Based on those factors, Fannie Mae now forecasts that new home starts next year will total 1.35 million. This 6.5 percent increase over 2019 is even more striking given that the 2020 forecast last month called for just a 1.9 percent gain. The company sees single-family starts rising 10 percent to just shy of one million units. Even with this improvement it will likely take several years for new construction to address the existing pent-up demand for additional housing, as suggested by a still-increasing share of 25- to 34-year-olds living at home with their parents.

Sales of new homes fell modestly in October but remained near the expansion high recorded (after revisions) in September. While increased new home sales will coincide with the growing construction activity, expect a lag in sales as homebuilders rebuild their inventories of homes under construction and housing starts catch up to support sales.

The new home share of total sales fell sharply in the last recession but began to recover in May 2010. The current outlook for the economy and interest rates suggest the share will continue to rise with expected growth of 11.9 percent this  year, up 2.2 percent from the previous forecast, then rising by 5.0 percent next year, (a 5 point change) and 5.5 percent in 2021 up 4.7 points from the earlier prediction.

 

 

The ESR Group calls its forecast for existing home sales "muted." Those sales were up 1.9 percent in October but, while demand is high, the earlier increase in inventories has now reversed. Supplies dropped by 4.3 percent on an annual basis in October and were the lowest for that month since Fannie Mae began tracking the stat in 1999. They expect a modest decline in existing home sales during the first half of next year but 1.5 percent growth for the entire year and 0.2 percent in 2021.

Delinquency rates indicate that the growth in mortgage markets has not come at the expense of weaker underwriting. Both multifamily and single-family delinquencies are at their lowest levels since at least the turn of the century and rising home prices provide further support for credit performance.  

The decelerating rate of appreciation appears to have reversed, and Fannie Mae expects it will remain at or above 5 percent through the second quarter of next year then slow through the remainder of the company's forecast horizon.

The outlook for purchase mortgage originations in 2019 holds steady at $1.28 trillion, but higher expectations for new home sales has led to a $74 billion upgrade in 2020 to $137 trillion in purchase mortgages, offsetting the anticipated decline in refinance activity. Total originations should grow 21.6 percent in 2019 to $2.15 trillion before declining by 4.8 percent in 2020 to $2.04 trillion, with the refinance share dropping from 40 percent in 2019 to 33 percent in 2020. 
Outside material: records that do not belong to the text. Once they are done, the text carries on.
PR #230, opened 2023-04-09
Use zval storage for Stream instances created from strings

nicolas-grekas:
Alternative to #227 so that we can compare both approaches.

### DIFF
--- a/src/Stream.php
+++ b/src/Stream.php
@@ -81,10 +81,7 @@ class Stream implements StreamInterface
         }
 
         if (\is_string($body)) {
-            $resource = \fopen('php://temp', 'rw+');
-            \fwrite($resource, $body);
-            \fseek($resource, 0);
-            $body = $resource;
+            $body = self::openZvalStream($body);
         }
 
         if (!\is_resource($body)) {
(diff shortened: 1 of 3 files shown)


nicolas-grekas:
PR is ready, I confirm this prevents the memcopy from happening.

src/Stream.php
```diff
@@ -313,4 +310,104 @@ public function getMetadata($key = null)
 
         return $meta[$key] ?? null;
     }
+
+    private static function openZvalStream(string $body)
+    {
+        static $wrapper;
+
+        $wrapper ?? \stream_wrapper_register('Nyholm-Psr7-Zval', $wrapper = \get_class(new class() {
```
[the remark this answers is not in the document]
nicolas-grekas: It's not registered twice, where do you read that? About `??=`, PHP 7.1 rulez. For the "if", I find the current style more readable, because less indentation.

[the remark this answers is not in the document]
mvorisek: I would personally prefer to not do it as any unrelated code MUST never touch wrappers that are not owned by the code.

src/Stream.php
```diff
@@ -313,4 +310,104 @@ public function getMetadata($key = null)
...
+            }
+
+            public function stream_set_option(): bool
+            {
+                return true;
+            }
+
+            public function stream_truncate(int $new_size): bool
+            {
+                if ($new_size) {
```
mvorisek, line 392: the if condition and else should not be needed

nicolas-grekas: it's an small optimization

src/Stream.php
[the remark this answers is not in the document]
nicolas-grekas: I prefer keeping it, adding some guards against global scope manipulations.

src/Stream.php
mvorisek: I belive `substr(expr, 0, 0)` is optimized internally to return interned `''`.

nicolas-grekas: the optimization is about removing the need to call any function :)

nicolas-grekas:
PR rebased, still green. I updated the branch-alias also.

Nyholm (approved):
Thank you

After deciding to keep the current federal funds target in the 1.5 to 1.75 percent range at its December meeting, the Federal Open Market Committee (FOMC) affirmed its belief that "the current stance of monetary policy is appropriate" to sustain the expansion.  The ESR Group says the increasingly high bar the Fed has set for undertaking further changes in the federal funds rate, along with its anticipated improvement in economic conditions has led it to cancel its prediction of one more rate cut early next year. While the 1.3 percent rate of inflation ties for the slowest in three years, they still believe the Fed will hold the rate steady throughout 2020.  

They expect the 10-year Treasury yield to remain in the 1.8 percent range until late 2021 and fixed rate mortgages to remain within a tight range around November's average of 3.70 percent for the foreseeable future.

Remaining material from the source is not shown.